Print each record below word for word.
***** Provided data *****
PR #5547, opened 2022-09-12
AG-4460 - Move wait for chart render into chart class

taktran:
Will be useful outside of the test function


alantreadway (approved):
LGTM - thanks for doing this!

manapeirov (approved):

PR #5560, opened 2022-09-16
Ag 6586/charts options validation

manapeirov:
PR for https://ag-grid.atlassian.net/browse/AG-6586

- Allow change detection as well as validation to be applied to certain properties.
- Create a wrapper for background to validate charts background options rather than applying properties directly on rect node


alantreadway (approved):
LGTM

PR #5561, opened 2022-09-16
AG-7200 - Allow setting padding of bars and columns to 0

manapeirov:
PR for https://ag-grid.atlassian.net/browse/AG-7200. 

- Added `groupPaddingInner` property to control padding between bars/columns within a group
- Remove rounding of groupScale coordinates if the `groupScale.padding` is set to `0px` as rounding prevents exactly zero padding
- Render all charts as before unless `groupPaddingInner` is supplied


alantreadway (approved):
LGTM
*****
Solution —
PR #5547, opened 2022-09-12
AG-4460 - Move wait for chart render into chart class

taktran:
Will be useful outside of the test function


alantreadway (approved):
LGTM - thanks for doing this!

manapeirov (approved):

PR #5560, opened 2022-09-16
Ag 6586/charts options validation

manapeirov:
PR for https://ag-grid.atlassian.net/browse/AG-6586

- Allow change detection as well as validation to be applied to certain properties.
- Create a wrapper for background to validate charts background options rather than applying properties directly on rect node


alantreadway (approved):
LGTM

PR #5561, opened 2022-09-16
AG-7200 - Allow setting padding of bars and columns to 0

manapeirov:
PR for https://ag-grid.atlassian.net/browse/AG-7200. 

- Added `groupPaddingInner` property to control padding between bars/columns within a group
- Remove rounding of groupScale coordinates if the `groupScale.padding` is set to `0px` as rounding prevents exactly zero padding
- Render all charts as before unless `groupPaddingInner` is supplied


alantreadway (approved):
LGTM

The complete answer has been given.